[Extracted data entries]
==================================================

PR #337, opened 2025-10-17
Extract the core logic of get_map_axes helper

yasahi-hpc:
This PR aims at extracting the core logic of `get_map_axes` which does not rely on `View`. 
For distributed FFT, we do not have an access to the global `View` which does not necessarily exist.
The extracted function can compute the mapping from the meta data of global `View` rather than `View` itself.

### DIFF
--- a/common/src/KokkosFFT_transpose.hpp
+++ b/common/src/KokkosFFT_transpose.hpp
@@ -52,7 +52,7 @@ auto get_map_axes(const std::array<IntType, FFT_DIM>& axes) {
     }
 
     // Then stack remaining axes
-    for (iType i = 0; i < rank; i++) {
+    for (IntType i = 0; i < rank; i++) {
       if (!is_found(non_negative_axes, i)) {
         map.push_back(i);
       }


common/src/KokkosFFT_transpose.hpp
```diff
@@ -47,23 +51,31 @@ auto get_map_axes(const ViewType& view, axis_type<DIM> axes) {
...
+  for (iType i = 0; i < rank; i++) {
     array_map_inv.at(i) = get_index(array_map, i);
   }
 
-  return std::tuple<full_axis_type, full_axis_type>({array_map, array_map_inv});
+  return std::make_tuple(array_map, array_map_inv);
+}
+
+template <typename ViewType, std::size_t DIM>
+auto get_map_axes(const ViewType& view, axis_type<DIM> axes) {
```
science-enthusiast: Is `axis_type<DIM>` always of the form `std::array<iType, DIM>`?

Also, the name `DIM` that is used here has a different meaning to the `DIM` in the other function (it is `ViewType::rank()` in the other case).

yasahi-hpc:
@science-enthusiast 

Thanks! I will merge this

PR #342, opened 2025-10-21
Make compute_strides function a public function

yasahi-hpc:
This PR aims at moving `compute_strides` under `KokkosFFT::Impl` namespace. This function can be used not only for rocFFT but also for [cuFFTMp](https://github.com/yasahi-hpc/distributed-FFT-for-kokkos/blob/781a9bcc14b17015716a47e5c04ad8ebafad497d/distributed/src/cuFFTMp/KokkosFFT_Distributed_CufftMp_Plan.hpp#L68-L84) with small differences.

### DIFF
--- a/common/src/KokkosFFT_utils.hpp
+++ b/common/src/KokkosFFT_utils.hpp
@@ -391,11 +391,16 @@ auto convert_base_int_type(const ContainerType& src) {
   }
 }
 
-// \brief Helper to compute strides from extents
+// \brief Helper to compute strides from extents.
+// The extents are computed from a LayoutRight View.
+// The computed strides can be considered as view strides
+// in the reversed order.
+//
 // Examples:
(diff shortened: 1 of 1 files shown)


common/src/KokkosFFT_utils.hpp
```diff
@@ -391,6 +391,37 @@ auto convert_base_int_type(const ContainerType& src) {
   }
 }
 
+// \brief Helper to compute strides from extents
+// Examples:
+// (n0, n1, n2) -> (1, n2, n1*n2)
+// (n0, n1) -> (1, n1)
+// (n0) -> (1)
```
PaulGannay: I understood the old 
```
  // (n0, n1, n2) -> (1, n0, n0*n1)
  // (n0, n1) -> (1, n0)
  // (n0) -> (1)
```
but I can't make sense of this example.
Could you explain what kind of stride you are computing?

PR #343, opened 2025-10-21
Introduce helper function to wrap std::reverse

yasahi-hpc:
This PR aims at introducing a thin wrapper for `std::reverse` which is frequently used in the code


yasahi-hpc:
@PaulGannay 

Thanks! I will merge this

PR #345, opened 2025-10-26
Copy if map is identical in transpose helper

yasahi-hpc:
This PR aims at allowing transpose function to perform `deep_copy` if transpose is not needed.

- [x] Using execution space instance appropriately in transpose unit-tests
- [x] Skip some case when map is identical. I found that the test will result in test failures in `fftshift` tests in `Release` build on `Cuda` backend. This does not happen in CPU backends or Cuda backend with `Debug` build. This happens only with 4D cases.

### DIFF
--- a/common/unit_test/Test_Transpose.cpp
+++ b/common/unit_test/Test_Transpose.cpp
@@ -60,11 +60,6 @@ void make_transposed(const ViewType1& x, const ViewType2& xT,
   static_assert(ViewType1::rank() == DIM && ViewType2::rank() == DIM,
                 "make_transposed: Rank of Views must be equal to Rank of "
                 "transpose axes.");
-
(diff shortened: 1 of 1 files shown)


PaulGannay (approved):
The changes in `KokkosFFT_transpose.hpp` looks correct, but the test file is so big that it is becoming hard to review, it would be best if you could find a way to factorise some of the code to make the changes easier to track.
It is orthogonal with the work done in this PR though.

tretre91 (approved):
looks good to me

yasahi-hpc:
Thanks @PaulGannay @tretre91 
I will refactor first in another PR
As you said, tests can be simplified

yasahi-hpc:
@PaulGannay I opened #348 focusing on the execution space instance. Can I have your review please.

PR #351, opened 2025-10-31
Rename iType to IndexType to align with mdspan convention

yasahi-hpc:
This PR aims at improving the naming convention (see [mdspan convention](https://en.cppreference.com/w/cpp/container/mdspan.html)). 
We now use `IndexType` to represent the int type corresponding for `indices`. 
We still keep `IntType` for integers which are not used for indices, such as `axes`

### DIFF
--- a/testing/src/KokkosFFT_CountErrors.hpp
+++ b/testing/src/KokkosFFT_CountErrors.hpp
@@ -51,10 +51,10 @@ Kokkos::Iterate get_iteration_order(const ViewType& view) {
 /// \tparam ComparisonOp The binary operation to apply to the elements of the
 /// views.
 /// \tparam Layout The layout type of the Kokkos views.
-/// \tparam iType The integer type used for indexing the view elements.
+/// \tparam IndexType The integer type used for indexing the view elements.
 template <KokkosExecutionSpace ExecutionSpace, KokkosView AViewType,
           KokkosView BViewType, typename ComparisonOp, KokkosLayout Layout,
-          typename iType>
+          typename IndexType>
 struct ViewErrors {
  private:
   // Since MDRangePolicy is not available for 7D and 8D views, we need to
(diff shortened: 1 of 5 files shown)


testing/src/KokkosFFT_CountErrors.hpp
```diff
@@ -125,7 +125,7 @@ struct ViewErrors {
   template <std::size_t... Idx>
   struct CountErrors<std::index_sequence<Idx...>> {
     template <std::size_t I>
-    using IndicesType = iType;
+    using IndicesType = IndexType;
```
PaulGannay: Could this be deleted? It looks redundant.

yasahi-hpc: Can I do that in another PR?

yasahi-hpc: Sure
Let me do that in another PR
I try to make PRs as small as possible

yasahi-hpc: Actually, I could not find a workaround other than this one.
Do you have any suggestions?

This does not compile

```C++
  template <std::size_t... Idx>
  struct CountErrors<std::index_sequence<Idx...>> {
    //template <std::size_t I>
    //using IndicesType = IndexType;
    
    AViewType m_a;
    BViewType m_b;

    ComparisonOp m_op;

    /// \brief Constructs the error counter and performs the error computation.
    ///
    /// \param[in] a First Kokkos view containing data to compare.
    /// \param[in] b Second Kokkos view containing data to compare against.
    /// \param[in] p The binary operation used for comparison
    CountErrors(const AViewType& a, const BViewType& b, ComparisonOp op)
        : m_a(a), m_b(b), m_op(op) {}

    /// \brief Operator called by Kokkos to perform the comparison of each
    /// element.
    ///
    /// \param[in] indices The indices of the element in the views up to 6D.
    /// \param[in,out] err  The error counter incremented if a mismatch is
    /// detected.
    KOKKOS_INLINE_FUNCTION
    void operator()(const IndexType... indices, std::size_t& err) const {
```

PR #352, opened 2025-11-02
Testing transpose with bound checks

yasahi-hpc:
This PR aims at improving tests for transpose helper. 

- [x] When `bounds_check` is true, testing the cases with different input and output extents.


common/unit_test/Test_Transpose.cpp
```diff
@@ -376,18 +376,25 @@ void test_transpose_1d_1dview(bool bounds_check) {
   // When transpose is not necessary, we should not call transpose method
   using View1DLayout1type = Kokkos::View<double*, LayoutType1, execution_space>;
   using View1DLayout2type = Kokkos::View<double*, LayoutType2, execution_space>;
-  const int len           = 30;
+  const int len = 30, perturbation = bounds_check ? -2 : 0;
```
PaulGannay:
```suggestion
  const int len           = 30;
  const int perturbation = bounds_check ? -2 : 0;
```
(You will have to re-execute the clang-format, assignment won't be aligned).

==================================================

When a line of the records holds the word "tests", copy that line.

- [x] Using execution space instance appropriately in transpose unit-tests
- [x] Skip some case when map is identical. I found that the test will result in test failures in `fftshift` tests in `Release` build on `Cuda` backend. This does not happen in CPU backends or Cuda backend with `Debug` build. This happens only with 4D cases.
As you said, tests can be simplified
This PR aims at improving tests for transpose helper. 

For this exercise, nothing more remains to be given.